** WHAT NEEDS TO BE DONE **
Give back an exact copy of the lines in the records below, from the line that has "This pass phrase" through the line that has "Can't load /var/log/messages into RNG", and nothing besides.

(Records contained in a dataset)
PR #367, opened 2023-02-13
feat: support configuring a minimum number of gRPC channels

cprice404:
This commit adds a setting to gRPC config that allows users to configure a minimum number of gRPC channels.  Prior to this, the client would always construct a single channel and would dynamically add additional ones only after we exceeded the maximum number of concurrent requests on the current channels. This results in imbalanced load on the server for cases where the number of concurrent requests remains below the threshold.

Users with this type of workload can increase this new setting to ensure they have more than one connection to the servers, and thus increase the likelihood of balancing requests across multiple servers for improved performance.

### DIFF
--- a/src/Momento.Sdk/SimpleCacheClient.cs
+++ b/src/Momento.Sdk/SimpleCacheClient.cs
@@ -1,4 +1,6 @@
 ﻿using System;
+using System.Collections.Generic;
+using System.Threading;
 using System.Threading.Tasks;
 using Microsoft.Extensions.Logging;
 using Momento.Sdk.Auth;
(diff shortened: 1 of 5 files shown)


src/Momento.Sdk/SimpleCacheClient.cs
```diff
@@ -190,14 +198,23 @@ public async Task<CacheSetResponse> SetAsync(string cacheName, string key, byte[
...
+            dataClient.Dispose();
+        }
         GC.SuppressFinalize(this);
     }
+
+
+    private ScsDataClient NextDataClient()
+    {
+        return this.dataClients[Interlocked.Increment(ref this.nextDataClientIndex) % this.dataClients.Count];
+    }
```
kvcache, line 219: Yeah this makes sense to me.

kvcache (approved):
Looks good, thanks

nand4011 (approved):

PR #193, opened 2022-05-07
Can't use non-existing or non-accessible files as source for random data

ellert:
$ grid-cert-request --dir tmp
Enter your name, e.g., John Smith: NN
A certificate request and private key is being created.
You will be asked to enter a PEM pass phrase.
This pass phrase is akin to your account password,
and is used to protect your key file.
If you forget your pass phrase, you will need to
obtain a new certificate.

Can't load /var/adm/wtmp into RNG
80EB3915197F0000:error:12000079:random number generator:RAND_load_file:Cannot open file:crypto/rand/randfile.c:106:Filename=/var/adm/wtmp
Can't load /var/log/messages into RNG
80EB3915197F0000:error:12000079:random number generator:RAND_load_file:Cannot open file:crypto/rand/randfile.c:106:Filename=/var/log/messages
Error number 1 was returned by
   /usr/bin/openssl

### DIFF
--- a/gsi/cert_utils/source/configure.ac
+++ b/gsi/cert_utils/source/configure.ac
@@ -1,6 +1,6 @@
 AC_PREREQ([2.60])
 
-AC_INIT([globus_gsi_cert_utils], [10.9], [https://github.com/gridcf/gct/issues])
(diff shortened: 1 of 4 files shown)


fscheiner (approved):
Looks fine to me!

PR #198, opened 2022-08-05
Remove obsolete GSI-OpenSSH 7.5p1 for Debian

### LINKED ISSUE #170: gsi-openssh for Debian
For 7.5 I managed to compile a debian package for gsi-openssh by omitting part of the patches given in packaging/debian/gsi-openssh/debian/patches/series (because they were redundant anyway). I see those patches are still there and 
make gsi-openssh-deb
still doesn't work straight away.
Maybe someone feels like fixing this..

fscheiner:
Fixes #170


fscheiner:
I worked on a GSI-OpenSSH w/HPN package for Debian GNU/Linux 11 based on the corresponding OpenSSH 8.4p1 since a while and it is available from the OBS now:

https://build.opensuse.org/package/show/home:frank_scheiner:gsi-openssh-debian-11/gsi-openssh ([Repo for Debian](https://download.opensuse.org/repositories/home:/frank_scheiner:/gsi-openssh-debian-11/Debian_11/))

Follow the instructions on https://en.opensuse.org/openSUSE:Build_Service_Debian_builds#Configuring_sources.list to allow installations from this repository. The needed key is https://download.opensuse.org/repositories/home:/frank_scheiner:/gsi-openssh-debian-11/Debian_11/Release.key.

****

So we can now remove the obsolete GSI-OpenSSH 7.5p1 for Debian from the `/packaging/debian` directory. The `/packaging/fedora` directory doesn't contain a RPM spec file for GSI-OpenSSH either. This because we usually want to provide a GSI-OpenSSH version that is based on the OpenSSH version available for the respective OS version.

msalle (commented):
You seem to remove the whole `packaging/debian/gsi-openssh/` directory, is that intended?
Concerning the version, in principle, I presume we no longer need to support 7.5p1, and old-stable has 7.4, not 7.5. Only buster's openssh v1 is 7.5 but I don't think that would be needed.

fscheiner:
> You seem to remove the whole `packaging/debian/gsi-openssh/` directory, is that intended?

Yes, exactly so. That code is unmaintained (i.e. the OpenSSH 7.5p1 source misses any updates or backports for this version, it also does not have any of the Debian patches for this version) and also not really useful anymore. Who would use such an old version voluntarily, if at all it still compiles with newer OpenSSL versions?

> Concerning the version, in principle, I presume we no longer need to support 7.5p1, and old-stable has 7.4

That's already oldoldstable aka Stretch.

>, not 7.5. Only buster's openssh v1 is 7.5 but I don't think that would be needed.

Yeah. And I intentionally started with a GSI-OpenSSH for current Debian stable. I might consider creating GSI-OpenSSH packges for Debian based on OpenSSH 7.9 for oldstable (Buster), though this won't have support for SHA256 and SHA512 based GSSKEX methods AFAIK, same like the GSI-OpenSSH 7.4 in EPEL7.

msalle:
> > You seem to remove the whole `packaging/debian/gsi-openssh/` directory, is that intended?
> 
> Yes, exactly so. That code is unmaintained (i.e. the OpenSSH 7.5p1 source misses any updates or backports for this version, it also does not have any of the Debian patches for this version) and also not really useful anymore. Who would use such an old version voluntarily, if at all it still compiles with newer OpenSSL versions?

ok, my point was more that I wasn't sure it wasn't still used elsewhere but didn't realise we don't yet have gsi-openssh in Debian.

> > Concerning the version, in principle, I presume we no longer need to support 7.5p1, and old-stable has 7.4
> 
> That's already oldoldstable aka Stretch.

again there I had been misreading things, sorry. You're totally right that we shouldn't support stretch

> > , not 7.5. Only buster's openssh v1 is 7.5 but I don't think that would be needed.
> 
> Yeah. And I intentionally started with a GSI-OpenSSH for current Debian stable. I might consider creating GSI-OpenSSH packges for Debian based on OpenSSH 7.9 for oldstable (Buster), though this won't have support for SHA256 and SHA512 based GSSKEX methods AFAIK, same like the GSI-OpenSSH 7.4 in EPEL7.

indeed,that makes perfect sense. Just debian stable for now is fine

msalle (approved):
in short, looks good to me

fscheiner:
> > Yes, exactly so. That code is unmaintained (i.e. the OpenSSH 7.5p1 source misses any updates or backports for this version, it also does not have any of the Debian patches for this version) and also not really useful anymore. Who would use such an old version voluntarily, if at all it still compiles with newer OpenSSL versions?
> 
> ok, my point was more that I wasn't sure it wasn't still used elsewhere but didn't realise we don't yet have gsi-openssh in Debian.

Indeed, there is no GSI-OpenSSH for Debian yet - we had [a discussion about the reasons some time ago](https://mailman.egi.eu/pipermail/discuss/2019-May/000289.html) - and I also checked if it is needed anywhere else in the "standard" GCT build process and it is not AFAICT.  The only thing that won't work after merging ths PR is:

```
make gsi_openssh-deb
```

...but doing that doesn't work out of the box anyhow, because you'd need to build and install the build dependencies first manually.

But with GSI-OpenSSH packages for Debian stable this isn't needed any longer and also not really useful taking into account that each Debian version has its own specific version of OpenSSH.

****

Thanks for having a look. And I'll merge this now.

PR #199, opened 2022-10-28
CI changes

fscheiner:
This PR implements the following changes:

1. Switchover to new source repo hosted by EGI
2. Use Ubuntu Focal (20.04) as build environment for Travis CI instead of the out-of-date but still default Ubuntu Xenial (16.04), clean up the configuration according to config validation at Travis CI and enable builds on ARM64, too. 
3. Add Rocky Linux 9 as build target for GHA and update secret name for uploads to the source repo
4. Build source tarballs and SRPMs for all OS cases for GHA

no.4 unveiled the following issues:

* "globus-xio-udt-driver" can't be built (also for SRPM) on CentOS Stream 9 and Rocky Linux 9 because "libnice(-devel)" is not (yet) available for these OSes, so (S)RPMs are not built for *9 OS versions, too. Mattias has already opened [a bug about branching and building libnice in EPEL 9](https://bugzilla.redhat.com/show_bug.cgi?id=2033520).

* "myproxy-oauth" can't be built on CentOS Stream 8 and Rocky Linux 8 and upwards as it depends on Python 2.x based dependencies not available for the respective OSes, so neither source tarballs nor (S)RPMs are built for *8 and *9 OS versions. There is also no "myproxy-oauth" package in EPEL or Fedora AFAICS. So this part of the GCT could be (1) dropped when switching from CentOS 7 to an *8 version of the OS as main build target or (2) needs to be ported to Python 3 if kept.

** TASK RESULT **
This pass phrase is akin to your account password,
and is used to protect your key file.
If you forget your pass phrase, you will need to
obtain a new certificate.

Can't load /var/adm/wtmp into RNG
80EB3915197F0000:error:12000079:random number generator:RAND_load_file:Cannot open file:crypto/rand/randfile.c:106:Filename=/var/adm/wtmp
Can't load /var/log/messages into RNG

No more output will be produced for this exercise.